The present invention relates to the field of electronic design automation and, in particular, to improved techniques for performing optical proximity correction.
The manufacture of integrated circuits strives to place ever smaller features onto a given area of the integrated circuit chip. One challenge encountered in this effort to fabricate smaller features is the diffraction of the light used in photolithography. That is, the quality and fidelity of the microlithography stage of very large scale integrated (VLSI) circuit chip production depends on the wavelength of the light source and the size of the features to be printed.

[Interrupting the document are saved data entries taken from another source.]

PR #3486, opened 2026-09-18
[CONS-11950] Apply global.registry to the managed CSI driver image

L3n41c:
### What does this PR do?

Makes `spec.global.registry` apply to the Datadog CSI driver image that the operator manages.

- Adds `spec.registry` to `DatadogCSIDriverSpec`, propagated by the DatadogAgent controller from the (already defaulted) `spec.global.registry`.
- Adds `spec.global.csi.image` (a dedicated `CSIImageConfig`: `name`, `tag`, `pullPolicy`, `pullSecrets`), propagated to `spec.csiDriverImage`, so those work while keeping `autoManage: true`. It deliberately does not reuse `AgentImageConfig`, whose `jmxEnabled` only applies to the Agent image — there is no `csi-driver:<tag>-jmx`, so offering the knob could only resolve to a tag that does not exist.
- Wires `imagePullPolicy` from both image specs into the DaemonSet containers. The CRD accepted the field but nothing ever read it.
- Includes `registrarImage.pullSecrets` in the pod's `imagePullSecrets`. Only the driver's secrets were used, so a relocated registrar could not authenticate.
- Keeps GKE Autopilot on GCR in `resolveCSIDriverImage`, using the existing `images.IsGCRRegistry`, so moving the default off hardcoded GCR does not break the Autopilot WorkloadAllowlist.

### Motivation

[CONS-11950](https://datadoghq.atlassian.net/browse/CONS-11950) (FR: [FRCONS-1268](https://datadoghq.atlassian.net/browse/FRCONS-1268)).

`spec.global.registry` is the documented single place a customer points a `DatadogAgent` at another container registry, and it already redirects every Agent image plus the Single Step Instrumentation injection images. The CSI driver ignored it: `resolveCSIDriverImage` hardcoded `gcr.io/datadoghq`. A customer on a private or mirrored registry who set `global.csi.enabled: true` got the CSI DaemonSet in `ImagePullBackOff` against an egress destination their environment blocks by design, with nothing in the docs explaining why.

The only workaround was to opt out of operator management entirely (`autoManage: false`) and hand-own the `DatadogCSIDriver` CR with full `registry/name:tag` image names, because the operator reverts any image edit on the CR it manages.

### Additional Notes

**Reading this diff.** It is ~760 added lines, but only **132 are hand-written source**. The split:

| | Lines |
|---|---|
| Generated (`config/crd/**`, `zz_generated.*`, `docs/configuration*.md`) | ~400 |
| Tests | ~230 |
| Hand-written source | ~132 |

Most of the generated bulk is one 48-line CRD block for `global.csi.image`, replicated across 3 CRDs x 2 formats because `GlobalConfig` is embedded in `DatadogAgent`, `DatadogAgentInternal` and `DatadogAgentProfile`. Reviewing `internal/`, `api/**/*_types.go` and the tests covers everything of substance; the rest is `make generate && make manifests` output.

The `global.registry` field documentation is updated to say it covers Agent images, SSI injection images and the CSI driver image.

### Minimum Agent Versions

None. This only changes which registry the operator resolves images from.

* Agent: n/a
* Cluster Agent: n/a

### Describe your test plan

Unit tests (`go test ./...`) and `make lint` pass. New coverage:

- `internal/controller/datadogcsidriver`: `TestResolveImages_Registry` tables the registry/override precedence (registry only, empty registry, tag-only override, full `registry/name:tag` override winning, registrar unaffected, and the three Autopilot rows); `TestBuildDaemonSet_ImagePullPolicy` and `TestBuildDaemonSet_RegistrarImagePullSecrets` pin the two newly-honored fields, the latter also asserting the `DD_APM_REGISTRY_AUTH_*` fallback still uses driver secrets only.
- `internal/controller/datadogagent`: `TestReconcileDatadogCSIDriver_ImageConfigPropagated` and `_ImageConfigIsCopied` cover propagation and that the built CR does not alias the DDA.

Manual, with the operator started with `--datadogCSIDriverEnabled=true`:

1. `DatadogAgent` with `global.registry: <mirror>` and `global.csi.enabled: true` → `kubectl get ddcsi <name> -o jsonpath='{.spec.registry}'` returns the mirror, and the DaemonSet shows `<mirror>/csi-driver:1.4.0` with the registrar unchanged on `registry.k8s.io/sig-storage`.
2. No `global.registry` → `registry.datadoghq.com/csi-driver:1.4.0`.
3. Set `global.csi.image.pullSecrets` → the pod template's `imagePullSecrets` appears.
4. Change `global.registry` on the DDA → the CR and the DaemonSet converge on the next reconcile.

### Checklist

[CONS-11950]: https://datadoghq.atlassian.net/browse/CONS-11950?atlOrigin=eyJpIjoiNWRkNTljNzYxNjVmNDY3MDlhMDU5Y2ZhYzA5YTRkZjUiLCJwIjoiZ2l0aHViLWNvbS1KU1cifQ


brett0000FF (approved):

clamoriniere (approved):

internal/controller/datadogagent/ddcsi.go
```diff
@@ -156,6 +168,21 @@ func (r *Reconciler) buildDesiredDatadogCSIDriver(instance *v2alpha1.DatadogAgen
 	return ddcsi, nil
 }
 
+// csiDriverImageConfig maps the DDA's CSI image configuration onto the AgentImageConfig the
+// DatadogCSIDriver spec takes, leaving JMXEnabled unset (see CSIImageConfig).
+func csiDriverImageConfig(image *v2alpha1.CSIImageConfig) *v2alpha1.AgentImageConfig {
+	imageConfig := &v2alpha1.AgentImageConfig{
+		Name:       image.Name,
+		Tag:        image.Tag,
+		PullPolicy: image.PullPolicy,
```
tbavelier, line 177: `PullPolicy` is a pointer, and this assignment shares it with `image`. `Name` and `Tag` are strings, and `PullSecrets` is copied into a new slice just below, so the built `DatadogCSIDriver` is otherwise a snapshot of the DDA spec.

`TestReconcileDatadogCSIDriver_ImageConfigIsCopied` already relies on that snapshot: it mutates the DDA after `buildDesiredDatadogCSIDriver` and expects the built object to stay unchanged. The same mutation through `*image.PullPolicy` would change `ddcsi.Spec.CSIDriverImage.PullPolicy` too. Copying the value (`ptr.To(*image.PullPolicy)` when non-nil) would close that.

In the reconcile path this does not matter today. Nothing writes through this pointer on either object: the DDA value is only read while building the driver spec, and the CSI controller only reads it to set the container `imagePullPolicy` (a separate value field). The desired object is created or patched immediately, so the alias never changes what gets applied.

tbavelier (approved):
A minor nit based on the test construction, otherwise, LGTM!

internal/controller/datadogagent/ddcsi.go
L3n41c: Good catch, thanks — fixed in d464e1f0. `csiDriverImageConfig` now goes through `CSIImageConfig.DeepCopy()` (matching how `Name`/`Tag`/`PullSecrets` were already handled) instead of hand-copying each field, so `PullPolicy` is detached from the DDA spec too. Extended `TestReconcileDatadogCSIDriver_ImageConfigIsCopied` to mutate `PullPolicy` and `PullSecrets` after construction alongside the existing `Tag` mutation — it fails without the fix.

tbavelier (approved):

Recent sub-wavelength lithography approaches aim to use wavelengths that are larger than the minimum feature size to generate the images, (e.g., light with a wavelength of 193 nanometers is being used to generate features with dimensions of 90, 65, or 45 nanometers). This approach, however, requires methods for the correction of degradations and distortions in the final pattern caused by light diffraction. That is, the photolithography mask used to generate the desired circuit pattern includes structures that anticipate and, at least partially correct for, the imperfections arising from striving to fabricate small features.
A computational simulation of the exposure and lithographic is run and the degradations or distortions are computed with various additions, inclusions and adjustments to the mask design. A mask design is selected that improves the final structure. These methods, commonly known as optical proximity correction (OPC), are mainly dependent on the optical system and mask features and may be computationally intensive. While regions having densely packed features tend to be more prone to distortions (the “proximity” effect), OPC calculations are not limited to such regions and can be advantageously applied to less-dense regions of the circuit.
OPC typically numerous features in a pattern layout to be computationally processed one or more times. Recent advances in semiconductor manufacturing allow billions of transistors (i.e., multibillion features) to be placed on a single chip. The well-known “Moore's law” postulates that the number of transistors that can be placed on a single chip doubles about every 12-24 months. Unfortunately, despite the advances in the central processing unit (CPU) clock speed and computing power, the gap between the computational power required for OPC calculations and the available CPU processing power keeps increasing. That is, the computing power required to efficiently execute the OPC calculations in a timely manner is growing at a faster rate than the available CPU power in a reasonably priced engineering workstation.
To further complicate the issue, the number of masks or layers to which OPC should be applied increases at each new semiconductor device manufacturing node. Since the features are getting smaller with every manufacturing node while the illumination wavelengths remain the same or decrease at a slower rate, the number of neighboring features effecting the fidelity of each feature increases. Therefore, the computational processing power required to perform OPC operations on new chip designs has been increasing at a rate of approximately factors of three or four or more for each successive manufacturing node.
Presently, the generation of optically corrected masks takes from many hours to several days per mask and the complexity of this process continues to grow. Because the features printed after the OPC process may still be different from the desired features, the impact of each feature on the functionality and performance of the chip needs to be readdressed in an iterative manner. A typical VLSI design process consists of several iterations of mask generation, OPC process, and interpretation of the results. These iterations may contribute several months of delay in the chip qualification and manufacturing process.
The persistent time-to-market pressures on new chip designs mandate improved methods to estimate and shorten the impact of the OPC process in the early stages of the design. Since it is computationally prohibitive to perform many iterations of OPC on a full-chip scale, partial or simple model-based OPC approaches are being applied in limited fashion, still necessitating full-chip OPC once the design is completed.
Therefore, a need exists in the art for improved systems and methods that shorten the time required to perform OPC, improve the accuracy of OPC methods, and are scalable to address larger chip designs.